If you wish to write $\mathbf{r}_0$ and $\mathbf{p}_0$ repeatedly then you are absolutely free to do so, but I personally would get rather tired of writing a thousand unnecessary subscript zeros.

When you write

$$\langle\mathbf{r}_{0}|\psi\rangle=\int d^3r\ \xi_{\mathbf{r}_{0}}^{\mathbf{*}}(\mathbf{r})\psi(\mathbf{r})=\psi(\mathbf{r}_{0})$$ you should understand that the variable $\mathbf{r}$ which appears in the integrand is a dummy variable.

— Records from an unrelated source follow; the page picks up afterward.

PR #386, opened 2025-08-14
Added not wasm config for get_ancestors

jrmccannon:
## 🎟️ Tracking
[PM-25167](https://bitwarden.atlassian.net/browse/PM-25167)
## 📔 Objective
Adds conditional code for when wasm feature isn't enabled for get_ancestors.

## ⏰ Reminders before review

- CI builds passed
  team

## 🦮 Reviewer guidelines

[PM-25167]: https://bitwarden.atlassian.net/browse/PM-25167?atlOrigin=eyJpIjoiNWRkNTljNzYxNjVmNDY3MDlhMDU5Y2ZhYzA5YTRkZjUiLCJwIjoiZ2l0aHViLWNvbS1KU1cifQ


crates/bitwarden-vault/src/collection_client.rs
```diff
@@ -80,6 +83,15 @@ impl CollectionViewNodeItem {
                 map
             })
     }
+
+    #[cfg(not(feature = "wasm"))]
+    pub fn get_ancestors(&self) -> HashMap<String, String> {
```
Hinton: **suggestion:** This is a public function and having different return types depending on features will shift the burden of handling this to consumers which is generally not advised.

If any rust code calls `get_ancestors` they now need to use the wasm flag themselves and ensure they handle both Map and HashMap since you can get both return types. (This is because flags are enabled globally)

I would advice to name them differently. Another alternative is to make a `NewType` which implements tsify and contains the ancestors, similar to how i handle flags in https://github.com/bitwarden/sdk-internal/pull/378/files#diff-0824a57e7a6afdb1d2c5991d91eb46376e1d9ecee456f7e503ed69bc025adb16R13. That would allow a single function to work in both wasm and non wasm environments.

jrmccannon: Like this?
https://github.com/bitwarden/sdk-internal/pull/386/commits/4cb672d614ca8fb1223b787076d42c54841ba6a4

crates/bitwarden-vault/src/collection_client.rs
```diff
@@ -1,10 +1,16 @@
...
     collection::{Collection, CollectionView},
     tree::{NodeItem, Tree},
 };
 use bitwarden_core::Client;
+use serde::{Deserialize, Serialize};
 #[cfg(feature = "wasm")]
-use bitwarden_error::js_sys::Map;
+use tsify::Tsify;
+#[cfg(feature = "uniffi")]
+use uniffi;
```
Hinton: **issue:** You shouldn't need to use `uniffi` here, since you use the full path below.

```suggestion
```

crates/bitwarden-vault/src/collection_client.rs
```diff
@@ -56,6 +62,13 @@ pub struct CollectionViewNodeItem {
     node_item: NodeItem<CollectionView>,
 }
 
+#[cfg_attr(feature = "wasm", derive(Tsify, Serialize, Deserialize))]
+#[cfg_attr(feature = "wasm", tsify(into_wasm_abi, from_wasm_abi))]
```
Hinton: We usually combine ´cfg_attr` with the same condition into a single.

```suggestion
#[cfg_attr(
    feature = "wasm",
    derive(Tsify, Serialize, Deserialize),
    tsify(into_wasm_abi, from_wasm_abi)
)]
```

crates/bitwarden-vault/src/collection_client.rs
```diff
@@ -56,6 +62,13 @@ pub struct CollectionViewNodeItem {
...
+#[cfg_attr(feature = "uniffi", derive(uniffi::Record))]
+pub struct AncestorMap {
+    pub ancestors: HashMap<Uuid, String>,
```
Hinton: **question:** Should this be `Uuid` or `CollectionId`?

jrmccannon: CollectionId in this case

dani-garcia (dismissed):

Hinton (dismissed):

crates/bitwarden-uniffi/src/vault/collections.rs
```diff
@@ -40,25 +40,34 @@ pub struct CollectionViewTree {
...
 #[uniffi::export]
 impl CollectionViewTree {
-    pub fn get_item_by_id(&self, collection_id: Uuid) -> Option<Arc<CollectionViewNodeItem>> {
+    pub fn get_item_by_id(
+        &self,
+        collection_view: CollectionView,
+    ) -> Option<Arc<CollectionViewNodeItem>> {
         self.tree
-            .get_item_by_id(collection_id)
+            .get_item_by_id(collection_view.id.unwrap_or_default().into())
```
jaasen-livefront, line 54: ❓ Are we ok with swallowing an empty or invalid `id` here? Is that the goal of this?

crates/bitwarden-uniffi/src/vault/collections.rs
```diff
@@ -40,25 +40,34 @@ pub struct CollectionViewTree {
...
     node_item: NodeItem<CollectionView>,
 }
 
 #[uniffi::export]
 impl CollectionViewTree {
-    pub fn get_item_by_id(&self, collection_id: Uuid) -> Option<Arc<CollectionViewNodeItem>> {
+    pub fn get_item_by_id(
+        &self,
+        collection_view: CollectionView,
+    ) -> Option<Arc<CollectionViewNodeItem>> {
```
jaasen-livefront: 🎨 now that we're passing in `collection_view` does the method name still make sense here? perhaps `get_item_for_view` or `find_node_for_collection`?

jrmccannon: good call :+1:

crates/bitwarden-uniffi/src/vault/collections.rs
Hinton: Long term I think we would split `CollectionView` similar to folders so that ID is required, and you have a separate DTO for creating them.

I wouldn't be particularly concerned about ID being `None` here.

dani-garcia (approved):

Hinton (approved):

jaasen-livefront (approved):

PR #409, opened 2025-08-22
Use the new B64 in bitwarden-core and bitwarden-crypto

Hinton:
## 🎟️ Tracking

https://bitwarden.atlassian.net/browse/PM-25121

## 📔 Objective

Migrates most usages of B64 into the new `B64` struct.

## ⏰ Reminders before review

- CI builds passed
  team

## 🦮 Reviewer guidelines


crates/bitwarden-core/src/auth/login/access_token.rs
```diff
@@ -130,7 +129,8 @@ fn load_tokens_from_state(
             let organization_id: OrganizationId = organization_id
                 .parse()
                 .map_err(|_| LoginError::InvalidOrganizationId)?;
-            let encryption_key = SymmetricCryptoKey::try_from(client_state.encryption_key)?;
+            let encryption_key =
+                SymmetricCryptoKey::try_from(client_state.encryption_key.to_string())?;
```
Hinton: @quexten I think we want to implement `From<B64>` for `SymmetricCryptoKey`?

crates/bitwarden-core/src/auth/access_token.rs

You could just as well use $\mathbf{y},\mathbf{x}$, or an ornate smiley face if you were so inclined (and if you had the appropriate LaTeX packages installed).

In other words, the above is exactly the same as

$$\langle\mathbf{r}|\psi\rangle=\int d^3x\ \xi_{\mathbf{r}}^{\mathbf{*}}(\mathbf{x})\psi(\mathbf{x})=\psi(\mathbf{r})$$

where we've chosen to use symbols that minimize notational clutter.